The key questions are whether natural selection acts on the individual, the group or both, and, if it happens on several levels, which he favours, how do the forces acting at the different levels combine to shape evolution? Are the genes for behaviour that make an individual successful within a group the same as those that make a group successful in competing against other groups? Think of natural selection acting on the behaviour of people within a small group of hunter-gatherers in which there is competition as to who will have most offspring, with some accepting their subsidiary, supportive, nonbreeding roles within that group.
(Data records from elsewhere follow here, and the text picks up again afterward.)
PR #1896, opened 2024-01-07
fix: yurtadm join can't work when kubernetes version large than v1.27.0

### LINKED ISSUE #1675: [BUG] yurtadm does not work with kubernetes 1.27 due to flag removal
**What happened**:
When `yurtadm join` specifies `--cri-socket` that is not `/var/run/dockershim.sock`, the `--container-runtime` flag is added to `kubeletExtraArgs`.

The kubelet can't start, because the `--container-runtime=remote` flag has been dropped:
```
"command failed" err="failed to parse kubelet flag: unknown flag: --container-runtime"
```
It is only needed for versions before 1.24, and has been deprecated in 1.24 through 1.26

https://kubernetes.io/blog/2023/03/17/upcoming-changes-in-kubernetes-v1-27/

Compatible with this change.

**Environment**:
- OpenYurt version:
- Kernel (e.g. `uname -a`):
- Install tools:
- Others:

**others**

/kind bug

2456868764:
#### What type of PR is this?

 /kind bug

fix: yurtadm join can't work when kubernetes version is large than v1.27.0

Fixes #1675

```release-note

```

### DIFF
--- a/pkg/yurtadm/util/kubernetes/kubernetes.go
+++ b/pkg/yurtadm/util/kubernetes/kubernetes.go
@@ -405,11 +405,11 @@ func SetKubeadmJoinConfig(data joindata.YurtJoinData) error {
 	if nodeReg.CRISocket == constants.DefaultDockerCRISocket {
 		ctx["networkPlugin"] = "cni"
 	} else {
-		v127, err := version.NewVersion("v1.27.0")
+		v124alpha, err := version.NewVersion("1.24.0-alpha.0")
 		if err != nil {
 			return err
 		}
-		if v1.LessThan(v127) {
+		if v1.LessThan(v124alpha) {
 			ctx["containerRuntime"] = "remote"
 		}
 		ctx["containerRuntimeEndpoint"] = nodeReg.CRISocket
--- a/pkg/yurtadm/util/kubernetes/kubernetes.go
+++ b/pkg/yurtadm/util/kubernetes/kubernetes.go
@@ -396,17 +396,25 @@ func SetKubeadmJoinConfig(data joindata.YurtJoinData) error {
 		"criSocket":              nodeReg.CRISocket,
 		"name":                   nodeReg.Name,
 	}
-	if nodeReg.CRISocket == constants.DefaultDockerCRISocket {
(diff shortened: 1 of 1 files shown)


rambohe-ch:
@YTGhost PTAL

pkg/yurtadm/util/kubernetes/kubernetes.go
```diff
@@ -396,17 +396,25 @@ func SetKubeadmJoinConfig(data joindata.YurtJoinData) error {
...
 		ctx["networkPlugin"] = "cni"
 	} else {
-		ctx["containerRuntime"] = "remote"
+		v127, err := version.NewVersion("v1.27.0")
+		if err != nil {
+			return err
+		}
+		if v1.LessThan(v127) {
+			ctx["containerRuntime"] = "remote"
+		}
```
YTGhost, line 414: Since this flag only needed for versions before 1.24, and has been deprecated in 1.24 through 1.26. So I think we only need this flag if the k8s version is earlier than `1.24.0-alpha.0`, what do you think?

2456868764: This flag has been deprecated in 1.24 through 1.26, but it is removed in 1.27. So it is ok to compare with version 1.27.0.

2456868764: OK, I got it.

2456868764: i fixed to compare with 1.24.0-alpha.0

YTGhost (approved):
/lgtm
/approve

siredmar:
@rambohe-ch does this PR mean, that versions >1.27 are supported by openyurt?

rambohe-ch:
> @rambohe-ch does this PR mean, that versions >1.27 are supported by openyurt?

@siredmar yes, some users are using OpenYurt v1.4 with K8s v1.27. and this PR is used for improving `yurtadm join` tool.

siredmar:
Are there any use cases that do not work properly >1.22.17? Is it possible to make an official statement that OpenYurt works using 1.27?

If a group is to succeed, the members, who compete among themselves, must co-operate (be altruistic) in caring for children, gathering food, and protecting against predators and human competitors.


Part saint, part sinner
Wilson concludes that we have a chimeric collection of genes – some for altruism, strengthening the group; some for aggression, strengthening the individual – rendering “each of us part saint and part sinner”.

Humans display remarkable group affinity, with great capacity for empathy, and Wilson says there is a genetic basis for this: “Human beings are prone to be moral.”

Now think of what has been happening. We do not live in groups of 20-30, nor even in tribes of a few hundred or a few thousand, and nations are giving way to internations. Groupings are vastly bigger and more widely dispersed. We each belong to many interdigitated groups, and our capacity for empathy is extending so rapidly that we can look forward to the time when we all feel we are members of one group: humanity.

Wilson welcomes the broadening of the feelings of group membership brought about by globalisation and the social media, and the growth in frequency of “hybridisation” between races. He enthuses at the impact of the new genetic make-up of humanity and the “the prospect of an immense increase in different kinds of . . . newly created beauty and artistic and intellectual genius”.

He is optimistic that “out of an ethic of simple decency to each other, the unrelenting application of reason, and acceptance of what we truly are, our dreams (a permanent paradise for human beings) will finally come home to stay”.

He yearns for an alliance between rational analysis and art, between science and the humanities. He sees this as an opportunity for “the New Enlightenment”. For most of the people, even of the developed world, sad to say, it will be their first. There is a lot to be done.